▸ **WHAT YOU NEED TO DO**: Please tally the lines below that contain the word "mutate" and reply with the total alone.
▬▬▬
PR #3365, opened 2019-05-03
Remove custom HTTP Headers, cleanup API

### LINKED ISSUE #3142: Make HTTP endpoint compatible with GraphQL best practices
This is a Design Doc for Dgraph v1.1 - a breaking change to make HTTP API more compatible with GraphQL.

Further reading:
- [GraphQL Best Practices](https://graphql.org/learn/serving-over-http/)
- [Current Dgraph API](https://docs.dgraph.io/clients/#raw-http)
- [(Team DGraph Only) Internal Doc Comparing the above two](https://discuss.dgraph.io/t/proposal-http-headers-considered-harmful/4145)

In v1.1 Dgraph HTTP endpoints must have following properties: 

## /query

1. URL `/query` accepts HTTP POST with Content-Type `application/json` and POST body in JSON format:
```
{
  "query": "...",
  "variables": { "myVariable": "someValue", ... },
  "startTs": <number>,
  "debug": <true/false>,
}
```

2. JSON field `"query"` is required, all other fields are optional.

3. If the "application/graphql" Content-Type header is present, treat the HTTP POST body contents as the GraphQL query string and read all other fields from the query string e.g. `/query?variables=...&startTs=...&debug=true`

## /mutate

4. `/mutate` no longer accepts `X-Dgraph-...` custom headers. OPTIONS response no longer advertises the headers, if a POST request is received with any of these headers, their presence and values are ignored.

5. As of dgraph v1.0.13 `/mutate` accepts `X-Dgraph-CommitNow` and `X-Dgraph-MutationType`. Mutation type can be inferred from the Content Type header and thus no replacement is necessary.
CommitNow can be specified on the URL string: `/mutate/<startTs>?commitNow=true`

## /commit

`/commit` does not use any of the `X-Dgraph-...` so no changes to its behavior are necessary.

mangalaman93:
Fixes #3142
Why remove custom HTTP Headers?
  * Needs to be whitelisted for CORS
  * Parsing Unicode characters in headers is too hard
  * Uncommon to use, there are better approaches

We are still not completely GraphQL compatible. In fact,
GraphQL specs are not clear around this to begin with but
this commit cleans up HTTP API further.

Todo -
  * [x] Tests for application/json content type
  * [x] Remove headers from other endpoints
  * [x] Update documentation
  * [x] Raise issues with the clients that are using HTTP endpoint

---
This change is [Reviewable](https://reviewable.io/reviews/dgraph-io/dgraph/3365)


dgraph/cmd/alpha/http.go
```diff
@@ -325,29 +391,72 @@ func commitHandler(w http.ResponseWriter, r *http.Request) {
...
-	// Keys are sent as an array in the body.
-	reqText := readRequest(w, r)
-	if reqText == nil {
+	js, err := json.Marshal(response)
+	if err != nil {
+		x.SetStatusWithData(w, x.Error, err.Error())
 		return
 	}
 
+	writeResponse(w, r, js)
```
golangcibot: Error return value of `writeResponse` is not checked (from `errcheck`)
▬▬▬
▸ **EXERCISE SOLUTION**: 4